按规矩奉十必做大寿,太后又特意要求了,皇上总也不能拂了她的意思,不仅将勋爵人家请了来,是连朝中重臣也都请了来,当真是给足了太后排场。
今儿宫中势必是要大乱的,言淮原本是不愿骆卿随自己进宫的,可若是骆卿不去,势必会引起定国公一派人马的警觉,骆卿又一再坚持,他到底还是将骆卿带了去。
骆卿是头一回来这种正式的皇家宴会,原本该是有些紧张的,可一想到今晚上可能会发生的事只来得及担忧了,是什么也顾忌不了了。

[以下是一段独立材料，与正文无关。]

PR #605, opened 2023-01-19
added support for nested arrays as query parameters for bash examples

eschricker:
Fixed: When using nested arrays as query parameters, the bash examples throw an exception. 

Example: `filter[category][]=2&filter[category][ ]=6` broke the existing code. 

Solution: Check if the parameter is an array and handle it accordingly.


shalvah:
Can you add a test? You can follow the examples in https://github.com/knuckleswtf/scribe/pull/603

eschricker:
I restructured the code to support multiple nested arrays, as in the code for js, python and php. 

In addition, I have extended the referenced test.

PR #606, opened 2023-01-20
Add support for the Laravel Actions package

### LINKED ISSUE #604: Compatibility with the Laravel Actions package
We are using the Laravel Actions package (https://laravelactions.com/) in our application.

While Scribe properly discovers all the routes, it does not seem to pick-up any annotation we put in any of the places we have tried.

Basically, that helps avoiding to duplicate code or have boilerplate code when code could be used in multiple places (controller, job, command, etc.)

Route declaration is rather standard

```
Route::post('/auth/token')
    ->name("auth.token.store")
    ->uses(CreateProviderToken::class);
```

And the `CreateProviderToken` class is what serves as controller (but can also be turned easily in an artisan command):

```
class CreateProviderToken
{
    public function handle(string $apiKey): AccessToken
    {
        // [...] Logic to generate a token, e.g. with Sanctum
        return AccessToken::fromNewAccessToken($token);
    }

    //region Controller specific

    public function rules(): array
    {
        return [
            "api_key" => ["required", "string", Rule::exists('providers', 'api_key')],
        ];
    }

    public function asController(Request $request): JsonResponse
    {
        $token = $this->handle($request->string("api_key"));

        return response()->json($token);
    }

    //endregion
}
```

- `handle` method is what contains the logic to generate a token
- `asController` method is an entry point used when the action is called by a route
- `asCommand` method similarly would be the entry point when calling from Artisan

I have tried putting the following docblock both : before the `Route::post` declaration AND before the `asController` method, but it does not get read (title, content, tags are not in the generated docs)

I have also tried `artisan scribe:generate --force` (yaml have not been touched though).

How could I help Scribe to understand that I want to put my annotation on the asController method? I don't mind writing a plugin for that but I don't know where to start (I understood so far that plugins were more about adding tags, here my problem is to at least read the existing tags).

vpratfr:
docblock should be read from the asController method

fix #604

### DIFF
--- a/src/Tools/Utils.php
+++ b/src/Tools/Utils.php
@@ -105,7 +105,15 @@ class Utils
             if (is_array($uses)) {
                 return $uses;
             } elseif (is_string($uses)) {
-                return explode('@', $uses);
+                [$class, $method] = explode('@', $uses);
+                
+                // Support for the Laravel Actions package, docblock should be put on the asController method
+                if ($method === '__invoke' && method_exists($class, 'asController'))
+                {
+                    return [$class, 'asController'];
+                }
+
+                return [$class, $method];
             } elseif (static::isInvokableObject($uses)) {
                 return [$uses, '__invoke'];
             }


shalvah:
I'd prefer if there were also a test, but I'll merge this, since you're the one using it. 😜

Issue #551, opened 2022-11-08
Documenting Custom Rules


MissaelAnda:
- [x] I've read the [documentation](https://scribe.knuckles.wtf/laravel) and I can't find details on how to achieve this.

It would be cool if custom rules could be documented with description and example.

This:
```php
/**
 * @description This rule validates something
 * @example "This:Is:An:Example"
 */
class CustomRule implements Rule
{
    //
}
```

Produces:
![imagen](https://user-images.githubusercontent.com/31199350/200691715-457e384c-40bd-43e5-b317-f5639bf55966.png)

shalvah:
Good idea. PRs welcome.

I'd prefer a static `docs` method, though. It's simpler to implement and avoids us having to parse the annotation text, which can get tricky.

PR #611, opened 2023-02-04
Documentation for custom rules and closure rules

MissaelAnda:
## Document Custom Rule Classes and Closure Rules

Add a description to Closure rule with a DocComent:
```php
$request->validate([
    'complex_rule' => [
        /** This is a very specific validation therefore it needs a better description */
        function ($attribute, $value, $fail) { $fail('error'); }
    ],
]);
```

Add more info to a Custom Validation Rule:
```php
class CustomRule implements Rule
{
    // ...

    public static function docs(): array
    {
        return [
            'description' => 'This rule makes something very specific',
            'example' => '52KB',
        ];
    }
}
```

This is a followup for #551

I'm missing the tests and documentation changes, if you could point me where and how should I do them it'd be nice.

### DIFF
--- a/src/Extracting/ParsesValidationRules.php
+++ b/src/Extracting/ParsesValidationRules.php
@@ -6,6 +6,7 @@ use Illuminate\Contracts\Validation\Rule;
 use Illuminate\Support\Arr;
 use Illuminate\Support\Facades\Validator;
 use Illuminate\Support\Str;
+use Illuminate\Validation\ClosureValidationRule;
 use Knuckles\Scribe\Exceptions\CouldntProcessValidationRule;
 use Knuckles\Scribe\Exceptions\ProblemParsingValidationRules;
 use Knuckles\Scribe\Exceptions\ScribeException;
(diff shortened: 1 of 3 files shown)


shalvah:
The class that tests this is the `ValidationRuleParsingTest`. You should probably add two new test methods, something like `can_parse_custom_closure_rules` and `can_parse_custom_rule_classes`. You can follow the existing examples.

shalvah:
It feels a bit iffy to me to have an example defined on a rule. I guess it can work, but I'm uncertain if we want to go that path. For example, what happens if one parameter has this rule and others defined? The example will either be overwritten or hardcoded to this, which may or may not be unexpected behaviour. Maybe we should leave that out for now (after all, you can already specify examples for parameters in a FormRequest).

MissaelAnda:
The idea with the example is to define a default example in case none given like the string rules "setter"s, the problem maybe is that the example is always assigned. I'll change it to only set the example with the "setter" field and add the tests.

src/Extracting/ParsesValidationRules.php
```diff
@@ -164,300 +166,328 @@ protected function normaliseRules(array $rules): array
...
-            }
+                $dependentRules = ['between', 'max', 'min', 'size', 'gt', 'gte', 'lt', 'lte', 'before', 'after', 'before_or_equal', 'after_or_equal'];
+                if ($independentOnly && in_array($rule, $dependentRules)) {
+                    return false;
+                }
 
-            return true;
-        } catch (Throwable $e) {
-            throw CouldntProcessValidationRule::forParam($parameterData['name'], $rule, $e);
+                // Reminders:
```
shalvah, line 210: Btw, we can use early returns here to avoid this huge diff from indentation.

shalvah: Done.

shalvah:
Can you send in a docs PR as well?

MissaelAnda:
I just relized that I'm missing `InvokableRule`, it only needs to change `ParsesValidationRules` to import it and change line 194 to:
```php
if ($rule instanceof Rule || $rule instanceof InvokableRule) {
```

shalvah:
Added.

她随着言淮甫一到得宴客厅门口厅内众人瞬时都安静了下来,纷纷朝他们看来。
骆卿何时历过这般场合?不免被他们看得有些发怯,可她面上不显,就端庄大方地站在言淮的身侧。
言淮体谅她没历过这种场合,一只大手轻柔又有力地握住了她的手,想要借此给她些勇气,然后带着她跨进了厅内。
殿内众人好似被言淮这一步唤回了神智,纷纷起身同他见礼。
在诸位朝臣的这一举动中骆卿又一次感受到了言淮在朝中不凡的地位,没有因为他数年的出走而被怠慢,有的只是他数年前留下的余威。
言淮在朝中的地位是毫无疑问的,饶是他眼瞎了,一朝回朝地位不如从前,旁人也是不敢慢待的,将他和骆卿安置在了龙椅下左首的位置,而他们对着的龙椅右首的位子还没有人坐下,不用想也知道是留给谁的。
言淮都携着骆卿来了旁的勋爵官员自也携着家眷早早到了,偏定国公还没有到,直到皇上带着太皇太后、太后和皇上在上位坐好,定国公才携着夫人姗姗来迟。
“陛下、太皇太后、太后,万望恕罪,老臣因一些公事政务绊住了腿脚,这才来迟。”